Token Package Publishing
Token Package Publishing
Token package publishing distributes design tokens as consumable packages through package registries. Publishing enables version management, dependency tracking, and standardized installation. Proper publishing practices ensure consumers can reliably install and update tokens.
What Is Token Package Publishing
Token package publishing is the process of packaging token outputs and metadata for distribution through npm or other package registries. Published packages allow consumers to install tokens with standard tooling (npm install), declare dependencies, and receive updates through normal package management workflows.

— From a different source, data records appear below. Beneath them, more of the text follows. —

Issue #6293, opened 2023-02-04
`release-tab` is added too early, out of order, sometimes


fregante:
### Description

<img width="645" alt="Screenshot 1" src="https://user-images.githubusercontent.com/1402241/216769596-da0bb3ec-72d9-4f21-960e-fd2b3af58cc0.png">

### How to replicate the issue + URL

It happens occasionally, but often enough

https://github.com/refined-github/refined-github

### Extension version

23.2.1

### Browser(s) used

Chrome

innocenzi:
It also sometimes doesn't appear at all and I can't figure out why. 

Sometimes it's because the repository owner unchecked "releases" to the "show on the home page" setting, but sometimes the tab is not there even though releases exist.

Maybe these issues could be fixed together

fregante:
This is strange, we do have a specific waiter for the whole bar:

https://github.com/refined-github/refined-github/blob/60b7aa240d0902ed34904129a0b83631f88870f6/source/features/releases-tab.tsx#L62-L63

PR #6298, opened 2023-02-04
Improve `releases-tab` reliability

innocenzi:
This pull request fixes an issue with `releases-tab` where the tab would not be displayed if Refined GitHub could not find the release count from the DOM, which would be the case if a user disabled "releases" from the "show in the home page" setting.

CleanShot 2023-02-04 at 15 43 35

Example repositories:
- https://github.com/hybridly/hybridly
- https://github.com/vueuse/motion

Note: this change doesn't affect the fact that the release tab won't be displayed if there's no release at all.

### DIFF
--- a/source/features/releases-tab.tsx
+++ b/source/features/releases-tab.tsx
@@ -38,7 +38,7 @@ async function fetchFromApi(): Promise<number> {
 	return repository.releases.totalCount;
 }
 
-export const getReleaseCount = cache.function(async () => pageDetect.isRepoRoot() ? parseCountFromDom() : fetchFromApi(), {
+export const getReleaseCount = cache.function(async () => await parseCountFromDom() || await fetchFromApi(), {
 	maxAge: {hours: 1},
 	staleWhileRevalidate: {days: 3},
 	cacheKey: getCacheKey,
--- a/source/features/releases-tab.tsx
+++ b/source/features/releases-tab.tsx
@@ -42,7 +42,7 @@ async function fetchFromApi(): Promise<number> {
 // - It is disabled by repository owner on the home page (release DOM element won't be there)
 // - It only contains pre-releases (count badge won't be shown)
 // For this reason, if we can't find a count from the DOM, we ask the API instead (see #6298)
-export const getReleaseCount = cache.function(async () => await parseCountFromDom() || await fetchFromApi(), {
+export const getReleaseCount = cache.function(async () => await parseCountFromDom() || fetchFromApi(), {
 	maxAge: {hours: 1},
 	staleWhileRevalidate: {days: 3},
 	cacheKey: getCacheKey,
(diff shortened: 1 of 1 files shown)


fregante:
We can't fix it this way, if it doesn't exist then the code is wrong. 

The problem here is that we're using `awaitDomReady` false and then using `select` everywhere, which nothing is found because `init` is run before the page exists. 

The select calls need to be replaced by elementReady, but please don't just search and replace without understanding the logic in the file

fregante:
By the way this issue isn't strictly related to https://github.com/refined-github/refined-github/issues/6293, but using `elementReady` correctly would definitely fix that issue as well.

innocenzi:
I found out a common point between these two repositories: they don't have a `.Counter` because all their releases are pre-releases, so GitHub doesn't count them there.

| Normal releases | Pre-releases only |
|-|-|
| CleanShot 2023-02-04 at 17 52 13 | CleanShot 2023-02-04 at 17 53 08 |

The current code works fine with repositories with normal releases, except when "releases" is unchecked — the "isRepoRoot" URL check assumes it will be. That's why I don't see a better way than simply asking the API if we can't find anything in the DOM. What do you think?

innocenzi:
Let me know if the change I just made would fix the issue. I couldn't reproduce #6293 myself.

source/features/releases-tab.tsx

How Token Package Publishing Works
Package configuration:
// package.json
{
"name": "@company/design-tokens",
"version": "2.3.0",
"description": "Design tokens for Company design system",
"main": "dist/js/tokens.js",
"module": "dist/js/tokens.esm.js",
"types": "dist/js/tokens.d.ts",
"style": "dist/css/tokens.css",
"exports": {
".": {
"import": "./dist/js/tokens.esm.js",
"require": "./dist/js/tokens.js",
"types": "./dist/js/tokens.d.ts"
},
"./css": "./dist/css/tokens.css",
"./scss": "./dist/scss/tokens.scss"
},
"files": [
"dist"
],
"publishConfig": {
"access": "public"
}
}
Build before publish:
{
"scripts": {
"prepublishOnly": "npm run build && npm run test"
}
}
Publishing workflow:
# Update version
npm version minor
# Publish to registry
npm publish
# Or with scoped package
npm publish --access public
Automated publishing with CI:
# GitHub Actions
on:
push:
tags:
- 'v*'
jobs:
publish:
runs-on: ubuntu-latest
steps:
- uses: actions/checkout@v3
- uses: actions/setup-node@v3
with:
registry-url: 'https://registry.npmjs.org'
- run: npm ci
- run: npm run build
- run: npm publish
env:
NODE_AUTH_TOKEN: ${{ secrets.NPM_TOKEN }}
Key Considerations
- Package should only include built artifacts
- Entry points should cover common usage patterns
- TypeScript types improve developer experience
- README should include installation and usage
- Changelog should accompany releases
- Semantic versioning indicates change impact
- Prerelease versions enable testing
- Registry choice affects availability
Common Questions
What should packages include?
Packages should include everything consumers need, nothing more.
Include:
dist/
css/
tokens.css
tokens.min.css
js/
tokens.js
tokens.esm.js
tokens.d.ts
scss/
tokens.scss
_variables.scss
README.md
LICENSE
CHANGELOG.md
Exclude (via .npmignore or files field):
src/ # Source tokens
build/ # Build scripts
node_modules/
.github/
*.config.js
tests/
Package.json files field:
{
"files": [
"dist",
"README.md",
"CHANGELOG.md"
]
}
How should private registries be used?
Private registries serve internal tokens.
npm private packages:
{
"name": "@company/tokens",
"publishConfig": {
"registry": "https://npm.company.com"
}
}
GitHub Packages:
{
"publishConfig": {
"registry": "https://npm.pkg.github.com"
}
}
Artifactory:
npm config set registry https://artifactory.company.com/api/npm/npm-local
npm publish
Consumer configuration:
# .npmrc
@company:registry=https://npm.company.com
//npm.company.com/:_authToken=${NPM_TOKEN}
How should prereleases be handled?
Prereleases enable testing before stable release.
Prerelease versions:
# Alpha (early testing)
npm version 2.4.0-alpha.1
npm publish --tag alpha
# Beta (feature complete, testing)
npm version 2.4.0-beta.1
npm publish --tag beta
# Release candidate (ready for final testing)
npm version 2.4.0-rc.1
npm publish --tag rc
Installing prereleases:
# Explicit version
npm install @company/tokens@2.4.0-beta.1
# Via tag
npm install @company/tokens@beta
Promoting to stable:
# When ready, publish stable version
npm version 2.4.0
npm publish
# latest tag automatically applied
Summary
Token package publishing distributes tokens through registries for standardized installation and updates. Package configuration specifies entry points for different module systems and includes only built artifacts. Automated CI publishing ensures consistent releases. Private registries serve internal tokens with appropriate authentication. Prerelease versions enable testing new token versions before stable release.